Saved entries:
====

PR #21906, opened 2021-08-11
athena: add prefix param to listDataDirectory

### LINKED ISSUE #21471: improve athena uploading of raw logs

gregjhogan:


pd0wm:
Would using something like https://docs.python.org/3/library/glob.html be more efficient since it doesn't require walking the tree in python?

gregjhogan:
> Would using something like https://docs.python.org/3/library/glob.html be more efficient since it doesn't require walking the tree in python?

maybe I am missing something, but it looks to me like `glob` will walk the entire tree if you search recursively (we would need to use `**` to support partial directory name matches)

since this only supports a prefix I should be able to build something simple that uses `scandir()` more intelligently

pd0wm:
I assumed `glob` would talk directly to the os/filesystem, but's basically what you implemented but then with a regex. So disregard!

gregjhogan:
should be good to merge once tests pass

selfdrive/athena/athenad.py
```diff
@@ -171,11 +171,29 @@ def setNavDestination(latitude=0, longitude=0):
   return {"success": 1}
 
 
-@dispatcher.add_method
-def listDataDirectory():
-  files = [os.path.relpath(os.path.join(dp, f), ROOT) for dp, dn, fn in os.walk(ROOT) for f in fn]
+def scan_dir(path, prefix):
```
pd0wm, line 174:
```suggestion
def scan_dir(path, prefix):
  """Returns a list of files where either any of the parent folders or the filename itself matches the prefix"""
```

selfdrive/athena/tests/test_athenad.py
```diff
@@ -34,6 +35,13 @@ def tearDown(self):
     athenad.upload_queue = queue.Queue()
     athenad.cur_upload_items.clear()
 
+    for i in os.listdir(athenad.ROOT):
+      p = os.path.join(athenad.ROOT, i)
+      if os.path.isdir(p):
+        shutil.rmtree(p)
+      else:
+        os.unlink(p)
+
```
gregjhogan, line 44: I put this stuff in `setUp` because then if a test fails I can still inspect the state of things, is there some advantage to putting it in `tearDown`?  I just always felt better putting this kind of stuff in setup to ensure tests always start clean, too (would rather have exceptions in this code happen in `setUp`).

pd0wm: Oh, didn't notice I used tearDown. It's fine to put it back!

PR #21911, opened 2021-08-12
Change car controller interface from gas/brake to acceleration

haraschax:
This isn't a strict refactor, I will try to get the behavior mostly the same. Most cars do not have an interface to gas and/or brake. So it does not make sense for controls to output gas and brake to car interface. Convert from accel in car layers for clarity.


selfdrive/car/honda/interface.py
```diff
@@ -236,10 +188,6 @@ def get_params(candidate, fingerprint=gen_empty_fingerprint(), car_fw=[]):  # py
       ret.lateralParams.torqueBP, ret.lateralParams.torqueV = [[0, 4096], [0, 4096]]  # TODO: determine if there is a dead zone at the top end
       tire_stiffness_factor = 0.677
       ret.lateralTuning.pid.kpV, ret.lateralTuning.pid.kiV = [[0.6], [0.18]]
-      ret.longitudinalTuning.kpBP = [0., 5., 35.]
```
adeebshihadeh, line 239: this should've gone in another PR

selfdrive/car/honda/carcontroller.py
```diff
@@ -148,34 +177,30 @@ def update(self, enabled, CS, frame, actuators,
...
-    accel = -1.0 if stopping else accel
-    if CS.CP.carFingerprint in HONDA_BOSCH:
-      apply_accel = interp(accel, P.BOSCH_ACCEL_LOOKUP_BP, P.BOSCH_ACCEL_LOOKUP_V)
-    else:
-      apply_accel = interp(accel, P.NIDEC_ACCEL_LOOKUP_BP, P.NIDEC_ACCEL_LOOKUP_V)
+    accel = -4.0 if stopping else accel
 
     # wind brake from air resistance decel at high speed
-    wind_brake = interp(CS.out.vEgo, [0.0, 2.3, 35.0], [0.0, 0.0, 0.15])
+    wind_brake = interp(CS.out.vEgo, [0.0, 2.3, 35.0], [0.001, 0.002, 0.15])
```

====

> [Work to be completed]: Reproduce the preceding entries exactly and completely.

> [Response area]:
PR #21906, opened 2021-08-11
athena: add prefix param to listDataDirectory

### LINKED ISSUE #21471: improve athena uploading of raw logs

gregjhogan:


pd0wm:
Would using something like https://docs.python.org/3/library/glob.html be more efficient since it doesn't require walking the tree in python?

gregjhogan:
> Would using something like https://docs.python.org/3/library/glob.html be more efficient since it doesn't require walking the tree in python?

maybe I am missing something, but it looks to me like `glob` will walk the entire tree if you search recursively (we would need to use `**` to support partial directory name matches)

since this only supports a prefix I should be able to build something simple that uses `scandir()` more intelligently

pd0wm:
I assumed `glob` would talk directly to the os/filesystem, but's basically what you implemented but then with a regex. So disregard!

gregjhogan:
should be good to merge once tests pass

selfdrive/athena/athenad.py
```diff
@@ -171,11 +171,29 @@ def setNavDestination(latitude=0, longitude=0):
   return {"success": 1}
 
 
-@dispatcher.add_method
-def listDataDirectory():
-  files = [os.path.relpath(os.path.join(dp, f), ROOT) for dp, dn, fn in os.walk(ROOT) for f in fn]
+def scan_dir(path, prefix):
```
pd0wm, line 174:
```suggestion
def scan_dir(path, prefix):
  """Returns a list of files where either any of the parent folders or the filename itself matches the prefix"""
```

selfdrive/athena/tests/test_athenad.py
```diff
@@ -34,6 +35,13 @@ def tearDown(self):
     athenad.upload_queue = queue.Queue()
     athenad.cur_upload_items.clear()
 
+    for i in os.listdir(athenad.ROOT):
+      p = os.path.join(athenad.ROOT, i)
+      if os.path.isdir(p):
+        shutil.rmtree(p)
+      else:
+        os.unlink(p)
+
```
gregjhogan, line 44: I put this stuff in `setUp` because then if a test fails I can still inspect the state of things, is there some advantage to putting it in `tearDown`?  I just always felt better putting this kind of stuff in setup to ensure tests always start clean, too (would rather have exceptions in this code happen in `setUp`).

pd0wm: Oh, didn't notice I used tearDown. It's fine to put it back!

PR #21911, opened 2021-08-12
Change car controller interface from gas/brake to acceleration

haraschax:
This isn't a strict refactor, I will try to get the behavior mostly the same. Most cars do not have an interface to gas and/or brake. So it does not make sense for controls to output gas and brake to car interface. Convert from accel in car layers for clarity.


selfdrive/car/honda/interface.py
```diff
@@ -236,10 +188,6 @@ def get_params(candidate, fingerprint=gen_empty_fingerprint(), car_fw=[]):  # py
       ret.lateralParams.torqueBP, ret.lateralParams.torqueV = [[0, 4096], [0, 4096]]  # TODO: determine if there is a dead zone at the top end
       tire_stiffness_factor = 0.677
       ret.lateralTuning.pid.kpV, ret.lateralTuning.pid.kiV = [[0.6], [0.18]]
-      ret.longitudinalTuning.kpBP = [0., 5., 35.]
```
adeebshihadeh, line 239: this should've gone in another PR

selfdrive/car/honda/carcontroller.py
```diff
@@ -148,34 +177,30 @@ def update(self, enabled, CS, frame, actuators,
...
-    accel = -1.0 if stopping else accel
-    if CS.CP.carFingerprint in HONDA_BOSCH:
-      apply_accel = interp(accel, P.BOSCH_ACCEL_LOOKUP_BP, P.BOSCH_ACCEL_LOOKUP_V)
-    else:
-      apply_accel = interp(accel, P.NIDEC_ACCEL_LOOKUP_BP, P.NIDEC_ACCEL_LOOKUP_V)
+    accel = -4.0 if stopping else accel
 
     # wind brake from air resistance decel at high speed
-    wind_brake = interp(CS.out.vEgo, [0.0, 2.3, 35.0], [0.0, 0.0, 0.15])
+    wind_brake = interp(CS.out.vEgo, [0.0, 2.3, 35.0], [0.001, 0.002, 0.15])
```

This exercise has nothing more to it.